I am getting an error (details follow) in the simplest of the possible test scenarios:
Two identical regular Dell PCs connected back-to-back via an ethernet switch on the 10/100 ethernet. Both run Fedora Core 4. Identical version (1.1) of Open MPI is compiled and installed on both of them *without* a --prefix option (
i.e. installed on the default location of /usr/local).
The hostfile on both the machine is the same:
I can run openMPI on either of these two machines by forking two processes:
mpirun -np2 osu_acc_latency <------ This runs fine on either of the two machines.

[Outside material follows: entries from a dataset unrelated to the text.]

PR #127, opened 2020-11-01
Remove the legacy API and ENABLE_LEGACY_API flag

toofishes:
This flag was first introduced in 2017, and now that we've moved from
ESP8266 to ESP32, this feels like a good time to get rid of this code.
It is not enabled by default in any build configuration, and a lot of it
was gutted in an earlier commit 48cc8e064.

This endpoint has been merged with the status endpoint since 2017 in
commit 54987e6bdaa.

@jeremypoulter, I would definitely appreciate your input here on whether this is a good idea, and if not, why this should stick around as I'm not sure what would still be expecting to use this.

However, when I try to luch the same program across the two machines, I get an error:
mpirun --hostfile ~/hostfile -np2 /home/durga/openmpi-1.1/osu_benchmarks/osu_acc_latency
/home/durga/openmpi-1.1/osu_benchmarks/osu_acc_latency: error while loading shared libraries: libmpi.so.0: cannot open shared object file: No such file or directory.
However, the file *does exist* in /usr/local/lib:
ls -l /usr/local/lib/libmpi.so.0
libmpi.so.0 -> libmpi.so.0.0.0
I have also tried adding /usr/local/lib to my LD_LIBRARY_PATH on *both* machines, to no avail.